------ SUPPLIED INFORMATION

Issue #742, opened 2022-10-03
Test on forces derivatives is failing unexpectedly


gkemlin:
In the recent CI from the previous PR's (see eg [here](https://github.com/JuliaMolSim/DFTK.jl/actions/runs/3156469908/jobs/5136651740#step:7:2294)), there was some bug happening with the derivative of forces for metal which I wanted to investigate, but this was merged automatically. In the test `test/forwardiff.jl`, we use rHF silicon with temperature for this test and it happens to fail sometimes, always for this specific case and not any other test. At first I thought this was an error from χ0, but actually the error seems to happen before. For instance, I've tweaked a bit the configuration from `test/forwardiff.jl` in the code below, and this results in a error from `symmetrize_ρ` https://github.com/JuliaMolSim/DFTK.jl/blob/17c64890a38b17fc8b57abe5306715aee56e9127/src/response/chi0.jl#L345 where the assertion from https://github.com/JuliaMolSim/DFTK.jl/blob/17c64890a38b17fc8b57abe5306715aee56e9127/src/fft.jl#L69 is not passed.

------------

ABOUT THIS EXERCISE ▸
Copy every line in the data above that has the string "forces" in it.

RESULT BELOW ▸
Test on forces derivatives is failing unexpectedly
In the recent CI from the previous PR's (see eg [here](https://github.com/JuliaMolSim/DFTK.jl/actions/runs/3156469908/jobs/5136651740#step:7:2294)), there was some bug happening with the derivative of forces for metal which I wanted to investigate, but this was merged automatically. In the test `test/forwardiff.jl`, we use rHF silicon with temperature for this test and it happens to fail sometimes, always for this specific case and not any other test. At first I thought this was an error from χ0, but actually the error seems to happen before. For instance, I've tweaked a bit the configuration from `test/forwardiff.jl` in the code below, and this results in a error from `symmetrize_ρ` https://github.com/JuliaMolSim/DFTK.jl/blob/17c64890a38b17fc8b57abe5306715aee56e9127/src/response/chi0.jl#L345 where the assertion from https://github.com/JuliaMolSim/DFTK.jl/blob/17c64890a38b17fc8b57abe5306715aee56e9127/src/fft.jl#L69 is not passed.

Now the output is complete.